Quality Prediction Module: A prediction head with global pooling and fully connected layers regresses a perceptual score ( $\hat{q}$ ).
Training Strategy:
- Stage 1: Pre-train Efficient-PBAN as a quality predictor using an L2 regression loss against human opinion scores.
- Stage 2: Integrate the trained network into SR optimization as a differentiable perceptual loss.

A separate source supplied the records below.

PR #390, opened 2024-08-22
manchette: fit horizontal scale at first render

### LINKED ISSUE #388: GET+Manchette: the horizontal scale is not fit at the first render

clarani:
closes #388 

See the commits:
1. fit the horizontal scale at first render
2. add the horizontal zoom on scroll + shift

### DIFF
--- a/ui-manchette/src/components/Manchette.tsx
+++ b/ui-manchette/src/components/Manchette.tsx
@@ -1,4 +1,4 @@
-import React, { type FC, useCallback, useEffect, useRef, useState } from 'react';
+import React, { type FC, useCallback, useEffect, useRef, useState, useMemo } from 'react';
 
 import { ZoomIn, ZoomOut } from '@osrd-project/ui-icons';
 import { SpaceTimeChart, PathLayer } from '@osrd-project/ui-spacetimechart';
@@ -14,9 +14,11 @@ import {
 } from './consts';
 import {
   calcOperationalPointsToDisplay,
+  computeTimeWindow,
   getOperationalPointsWithPosition,
   getScales,
   operationalPointsHeight,
+  zoomX,
 } from './helpers';
 import OperationalPointList from './OperationalPointList';
 import { useIsOverflow } from '../hooks/useIsOverFlow';
@@ -44,6 +46,8 @@ const Manchette: FC<ManchetteProps> = ({
   height = DEFAULT_HEIGHT,
 }) => {
   const manchette = useRef<HTMLDivElement>(null);
+
+  const [isShiftPressed, setIsShiftPressed] = useState(false);
 
   const [state, setState] = useState<{
     xZoom: number;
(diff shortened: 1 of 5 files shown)


ui-manchette/src/components/helpers.ts
```diff
@@ -73,6 +82,29 @@ export const operationalPointsHeight = (
...
 
+export const computeTimeWindow = (trains: ProjectPathTrainResult[]) => {
+  const { minTime, maxTime } = trains.reduce(
+    (times, train) => {
+      if (train.space_time_curves.length === 0) return times;
+
+      const lastCurve = train.space_time_curves[train.space_time_curves.length - 1];
+      if (lastCurve.times.length === 0) return times;
+
+      const firstPoint = +new Date(train.departure_time);
```
SharglutDev: If I remember correctly, elsewhere in the app you had a comment between using `+` or `number` and it had been decided `Number` was better ?

```suggestion
      const firstPoint = Number(new Date(train.departure_time));
```

ui-manchette/src/components/helpers.ts
```diff
@@ -93,3 +125,18 @@ export const getScales = (ops: OperationalPoint[], isProportional: boolean, zoom
...
+  { delta, position: { x } }: Parameters<NonNullable<SpaceTimeChartProps['onZoom']>>[0]
+) => {
+  const xZoom = Math.min(Math.max(currentXZoom * (1 + delta / 10), MIN_ZOOM_X), MAX_ZOOM_X);
+  return {
+    xZoom,
+    // Adjust zoom level relatively to the input delta value:
+    // These lines are here to center the zoom on the mouse position:
+    xOffset: x - ((x - currentXOffset) / currentXZoom) * xZoom,
+  };
+};
```
SharglutDev, line 175: Wasn't it possible to use the `zoom` function from spaceTimeChart ? (maybe with a little refacto to use only one of the two axis) ?

ui-manchette/src/components/Manchette.tsx
```diff
@@ -81,19 +85,34 @@ const Manchette: FC<ManchetteProps> = ({
...
+
   const zoomYIn = useCallback(() => {
     if (yZoom < MAX_ZOOM_Y) setState((prev) => ({ ...prev, yZoom: yZoom + ZOOM_Y_DELTA }));
   }, [yZoom]);
   const zoomYOut = useCallback(() => {
     if (yZoom > MIN_ZOOM_Y) setState((prev) => ({ ...prev, yZoom: yZoom - ZOOM_Y_DELTA }));
   }, [yZoom]);
   const handleScroll = useCallback(() => {
-    if (manchette.current) {
+    if (!isShiftPressed && manchette.current) {
```
SharglutDev, line 107: Could you add some spacing between all these `useCallback` ?

SharglutDev, line 107: I don't use a mouse. What happens if you don't put the `!isShiftPressed` ?

ui-manchette/src/components/helpers.ts
```diff
@@ -73,6 +82,29 @@ export const operationalPointsHeight = (
...
+  const { minTime, maxTime } = trains.reduce(
+    (times, train) => {
+      if (train.space_time_curves.length === 0) return times;
+
+      const lastCurve = train.space_time_curves[train.space_time_curves.length - 1];
+      if (lastCurve.times.length === 0) return times;
+
+      const firstPoint = +new Date(train.departure_time);
+      const lastPoint =
+        +new Date(train.departure_time) + lastCurve.times[lastCurve.times.length - 1];
```
SharglutDev: We can use the `.at(-1)` if you don't think it's bothersome with the typing

SharglutDev (changes requested):
Thank you for the PR, left some comments

ui-manchette/src/components/helpers.ts
clarani: Yes, done :+1:

ui-manchette/src/components/helpers.ts
clarani: No unfortunately, we cannot since we have separated modules and this function zoomX is not exported from ui-space-time-chart (on purpose)

ui-manchette/src/components/helpers.ts
```diff
@@ -1,10 +1,19 @@
...
+import { BASE_KM_HEIGHT, BASE_OP_HEIGHT, MAX_TIME_WINDOW, MAX_ZOOM_X, MIN_ZOOM_X } from './consts';
+import type {
+  OperationalPointType,
+  ProjectPathTrainResult,
+  StyledOperationalPointType,
+} from '../types';
 
 export const positionMmToKm = (position: number) => Math.round((position / 1000000) * 10) / 10;
 
+export const msToS = (time: number) => time / 1000;
```
Yohh: shouldn't it be in a `utils.ts` ? (same for `positionMmToKm`)

SharglutDev (approved):
Lgtm and tested

ui-manchette/src/components/helpers.ts
clarani: Yes you're right, I move them there :+1:

Yohh:
if I hover the chart without clicking on it then shift+scroll previewKeyDown isn't triggered, you could maybe add a `mouseover` listener to enable it

clarani:
I suspect that the problem comes from the iframe and that we should not encounter it when integrating. Can we test like this and open a bug ticket if the problem is not solved ?

PR #397, opened 2024-08-29
manchette: drop extraneous scroll event listener

emersion:
We already listen for scroll events on the manchette div. The listener performs actions which depend on the manchette div scroll position only. No need to listen for window scroll.


theocrsb (approved):
LGTM

clarani (approved):
Thanks :pray: 
LGTM :white_check_mark:

PR #398, opened 2024-08-29
ui-manchette: fix space-time-chart proportional scale

clarani:
The proportional scale was too long (see the bottom of the GET).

C. Perceptual Optimization Loss

The SR model is trained using a combined loss function to balance fidelity and perception:
$\mathcal{L} = \alpha \times \frac{\mathcal{L}_D}{\mathcal{L}_D + \mathcal{L}_P} + \beta \times \frac{\mathcal{L}_P}{\mathcal{L}_D + \mathcal{L}_P}$
Where:

$\mathcal{L}_D$ : Distortion-oriented loss (e.g., SSIM).
$\mathcal{L}_P$ : Perceptual loss derived from the Efficient-PBAN score.
$\alpha, \beta$ : Weighting ratios.
This formulation creates a closed-loop where the SR network is guided to maximize perceptual scores while maintaining structural integrity.

3. Key Contributions

New SR Quality Database: A comprehensive dataset covering a wide range of modern SR methods with human opinion scores, specifically designed to train SR-customized perceptual metrics.
Efficient-PBAN: A lightweight, bi-directional attention network that predicts perceptual quality with strong correlation to human judgments. Crucially, it avoids patch-based sampling, enabling efficient image-level perception.
Differentiable Perceptual Optimization: The integration of the learned metric into the SR training loop as a differentiable loss, achieving superior perceptual quality without sacrificing computational feasibility.

4. Experimental Results

The method was evaluated on B100 and DIV2K datasets using two baselines: CAMixerSR and LINF.

Quantitative Performance:
- Perceptual Metrics: Models optimized with Efficient-PBAN showed significant improvements in PFIQA, LPIPS, and the Efficient-PBAN score compared to Original and SSIM-only baselines.
- Distortion Metrics: While PSNR/SSIM saw a slight decrease (the expected trade-off), the joint optimization (SSIM + Efficient-PBAN) achieved the best balance, maintaining competitive fidelity while boosting visual quality.
- Ablation Study: Varying the ratio of distortion ( $\alpha$ ) to perceptual ( $\beta$ ) loss demonstrated that increasing $\beta$ significantly improves naturalness (SN) and reduces artifacts, though excessive $\beta$ can degrade structural fidelity.
Qualitative Performance: Visualizations confirmed that Efficient-PBAN-guided models recover finer textures and sharper edges, avoiding the over-smoothing typical of SSIM-optimized models.
Subjective Testing: Mean Opinion Score (MOS) tests confirmed the ranking: Joint Optimization > Efficient-PBAN only > SSIM only > Original, validating that the combined approach yields the most preferred visual results.

5. Significance

This work bridges the gap between Image Quality Assessment (IQA) and Image Super-Resolution (SR) optimization. By moving away from patch-based, non-differentiable metrics to an efficient, image-level, differentiable perceptual loss, the authors provide a practical paradigm for training SR models that align directly with human visual preferences. The proposed framework offers a viable alternative to heavy diffusion-based models, delivering high perceptual quality with lower computational overhead, making it suitable for real-world applications.